Britain is one of most improved countries for closing the gender gap, according to the World Economic Forum. But data shows that this improvement has nothing to do with tangible improvements in either salaries or getting more women into leadership. Here are the most-improved countries in closing the overall gap: [...]

Yet when it comes to getting more women in the workforce, paying them the same as men, or having more females in leadership roles, the UK is still stalling at 53rd in the Economic Participation and Opportunity pillar.

When it comes to wages alone, Britain ranks 95th worldwide. WEF points out that 57% of all work UK women do is unpaid (compared to 32% for men) and the mean monthly earnings of women is 66% that of men.

CityLab: 49 Countries Have Already Reached Peak Emissions

Let's start with the good news, since it’s so rare in climate coverage today. Rich and his co-author, Kelly Levin, reviewed historical emissions and found that the number of countries whose greenhouse gas emissions have already peaked is on the rise. In 1990, 19 countries had already peaked; by 2000, that number had risen to 33, and by 2010 it was 49—including France (which peaked back in 1991), the Netherlands (1996), Australia (2006), and the United States (2007). “Nearly all of the developed countries have already peaked. That's an encouraging trend,” Rich says. “People may not know that, based on the current rhetoric, but actually [U.S. emissions] did peak 10 years ago. We’ve made a lot of progress, and our economy has grown.” [...]

Still, the total number of countries that have peaked matters less than their share of global emissions. To illustrate: Between 1990 and 2000, the number of countries that peaked grew by 14, but their share of global emissions actually decreased—from 21 percent to 18 percent—over the same period. Sharper emissions cuts by some countries, especially powerhouse emitters, could offset slower peaks by others. By 2010, the 48 countries that had peaked were responsible for 36 percent of global emissions.
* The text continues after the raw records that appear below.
PR #998, opened 2015-03-25
DigitalOcean API version 2 with user_data option

linefeedse:
I needed user_data for a coreos playbook, so I made the minimal change possible to be able to run V2 of the API. When using V2, dopy v >= 0.3.2 supports the user data option.


telemakhos:
When do you guys plan to merge this?

skottler:
Thanks, looks great!

PR #1001, opened 2015-03-26
Validate variable, return only the found variable value instead of tuple

ospii:
Docs imply the mysql_variables is used to operate a single variable therefore
- fail before making any db connections if variable is not set
- validate chars for mysql variable name with re.match(^[a-z0-9_]+)
- use "SHOW VARIABLE WHERE Variable_name" instead of LIKE search
- getvariable() returns only the value or None if variable is not found
- the module returns only the found variable value instead of tuple for easier operation eg. as registere variable in tasks

### DIFF
--- a/database/mysql/mysql_variables.py
+++ b/database/mysql/mysql_variables.py
@@ -67,6 +67,7 @@ EXAMPLES = '''
 import ConfigParser
 import os
 import warnings
+from re import match
 
 try:
     import MySQLdb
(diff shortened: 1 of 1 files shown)


gregdek:
@banyek can you review? If you can +1 we will promote to P1_reviewed for faster inclusion.

gregdek:
@banyek a friendly ping -- got time to review this PR?

banyek:
LGTM +1

PR #1010, opened 2015-03-26
gc_storage allow setting headers

richtier:
It would be super useful to allow specifying "headers" when uploading a file to google cloud storage.

For example, when uploading a gzipped file to gc_storage I would like to set "Content-Encoding" to "gzip", or specify "Cache-Control".

my task has the following:

``` yml
- name: uploading built files to cloud
  gc_storage: >
    bucket=my-awesome-bucket
    src='{{ item }}'
    object='{{ item | basename }}'
    mode=put
    permission=public-read
    headers='{"Content-Encoding": "gzip", "Cache-Control": "max-age=31536000"}'
  with_fileglob:
    - '{{ repository_path }}/ask-peers/build/production/*'
```

and this is the outcome:

image

### DIFF
--- a/cloud/google/gc_storage.py
+++ b/cloud/google/gc_storage.py
@@ -57,6 +57,11 @@ options:
       - This option let's the user set the canned permissions on the object/bucket that are created. The permissions that can be set are 'private', 'public-read', 'authenticated-read'.
     required: false
     default: private 
+  headers:
+    description:
+      - Headers to attach to object.
+    required: false
+    default: {}
   expiration:
     description:
       - Time limit (in seconds) for the URL generated and returned by GCA when performing a mode=put or mode=get_url operation. This url is only avaialbe when public-read is the acl for the object.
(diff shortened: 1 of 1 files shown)


bcoca:
cc @erjohnso

cloud/google/gc_storage.py
```diff
@@ -57,6 +57,11 @@
       - This option let's the user set the canned permissions on the object/bucket that are created. The permissions that can be set are 'private', 'public-read', 'authenticated-read'.
     required: false
     default: private 
+  headers:
+    description:
```
erjohnso, line 62: Could you add a `version_added: x.y.z` here?
@bcoca - what version should @richtier use - 1.9.1?

bcoca, line 62: 2.0 at this point, minor versions only add bugfixes, not new features

richtier:
sure, I will do that

cloud/google/gc_storage.py
richtier, line 62: done :)

erjohnso:
Great, thanks @richtier!

PR #1012, opened 2015-03-27
[yum] Set disabled repos before enabled repos

DavidWittman:
The ordering of disabling/enabling yum repositories matters, and the yum module was mixing and matching the order. Specifically, when yum-utils isn't installed, the codepath which uses the yum python module was incorrectly ordering enabling and disabling.

The preferred order is to disable repositories and then enable them to prevent clobbering. This was previously discussed in ansible/ansible#5255 and incompletely addressed in ansible/ansible@0cca4a3.

### DIFF
--- a/packaging/os/yum.py
+++ b/packaging/os/yum.py
@@ -187,10 +187,10 @@ def is_installed(module, repoq, pkgspec, conf_file, qf=def_qf, en_repos=[], dis_
         pkgs = []
         try:
             my = yum_base(conf_file)
-            for rid in en_repos:
-                my.repos.enableRepo(rid)
             for rid in dis_repos:
                 my.repos.disableRepo(rid)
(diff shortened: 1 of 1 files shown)


mchlumsky:
I reviewed and tested the change. It works.

+1

franmrl:
Isn't this breaking the (very uncommon) usage of disablerepo=myrepo enablerepo=\*  ? Shouldn't we just keep the same order as specified in the yaml, or are the yaml dicts unordered and we can't do it like that?

DavidWittman:
@franmrl It is, but as you indicated yourself, that behavior is not quite as common as `--disablerepo=* --enablerepo=foo`. I believe the YAML dicts are unordered, but feel free to try to tackle this in a PR if you have a need for both.

devops-senpai:
👍

PR #1014, opened 2015-03-27
[Docker] Add signal parameter when killing container

nemunaire:
A signal parameter can be given to the kill function ([already present in the 0.3.0](https://github.com/docker/docker-py/blob/0.3.0/docker/client.py#L538)). This pull-request add an optional `signal` parameter in order to define the signal sent to the container, instead of the default KILL.

With a already running container `debian`, you can send a SIGTERM with the following playbook:

``` yaml
- docker:
    image=debian
    state=killed
    signal=TERM
```

The `signal` parameter can't be a choice because signal differs from an OS to another. If an invalid signal is given, the following error is displayed when the playbook is run:

```
msg: Docker API Error: Invalid signal: TOTO
```

### DIFF
--- a/cloud/docker/docker.py
+++ b/cloud/docker/docker.py
@@ -176,6 +176,12 @@ options:
     description:
       - Enable detached mode to leave the container running in background.
     default: true
+  signal:
+    description:
+      - With the state "killed", you can alter the signal sent to the
+        container.
+    required: false
+    default: KILL
   state:
     description:
       - Assert the container's desired state. "present" only asserts that the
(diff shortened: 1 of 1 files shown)


gregdek:
@cove @joshuaconner @softzilla @smashwilson please review; if any of you +1 (with no -1) we will promote to P1_reviewed for faster inclusion.

gregdek:
@cove @joshuaconner @softzilla @smashwilson ping -- do any of you have time to take a look at this PR?

joshuaconner:
Sorry to be slow on this! Does the documentation for `signal` need a `version_added` attribute? Otherwise LGTM.

bcoca:
yes, but i'll add it in subsequent commit

PR #1015, opened 2015-03-27
Make ec2_eip idempotent

jml:
This is exactly https://github.com/ansible/ansible-modules-core/pull/300/ but with the `allocate` state renamed to `allocated` and the `allocate_eip` function extracted from `main` into a top-level function.

### DIFF
--- a/cloud/amazon/ec2_eip.py
+++ b/cloud/amazon/ec2_eip.py
@@ -74,6 +74,9 @@ EXAMPLES = '''
 - name: output the IP
   debug: msg="Allocated IP is {{ eip.public_ip }}"
 
+- name: another way of allocating an elastic IP without associating it to anything
+  ec2_eip: state='present'
+
 - name: provision new instances with ec2
   ec2: keypair=mykey instance_type=c1.medium image=ami-40603AD1 wait=yes group=webserver count=3
   register: ec2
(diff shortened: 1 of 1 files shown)


juliedavila:
@jml this looks good (havent tested yet) but I'd like to avoid the merge commit 9c275fcbbaaf84a0fd05f3fbd19625c0cf92cbe7. Could you fix it?

jml:
@defionscode Thanks. I've got rid of the merge commit. Let me know if it needs further work.

jml:
@defionscode friendly ping

jml:
Is this OK to be merged, or would you like me to do some more work?

bcoca:
So since instance ID is not required, I would prefer to keep this as 'present' and just allocate it to the account when no instance id is supplied. This would not require a 3rd state

jml:
Done. Please take a look.

jml:
Is this good to merge?

bcoca:
the commit history still looks messy, can you rebase this to one commit?

jml:
Done. Thanks.

sruon:
This was apparently reverted in commit c36e8947bcfae48d07347d3fd32f1aa345958bb7

I will open a new separate issue.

The countries that have peaked could account for 40 percent of emissions by 2020, and 60 percent by 2030. [...]

Now for the bad news: All this progress is still probably not enough to limit warming to less than two degrees over pre-industrial levels. “The global picture is still not good,” Rich says. “Global emissions need to peak in 2020 for what's called the least-cost likely chance of meeting the two-degree global temperature target, and we're not on track for that.” Even if every nation meets all the commitments in its Paris Agreement pledges, global emissions are still expected to increase between 2020 and 2030. That doesn't necessarily mean that the goals of the Paris Agreement are totally out of reach, but it will be a lot harder—not to mention more expensive—to get there. Global emissions can peak later, but it means countries will have to decarbonize faster, and may have to rely on as-yet unproven carbon-capture technologies to limit global warming to safe levels.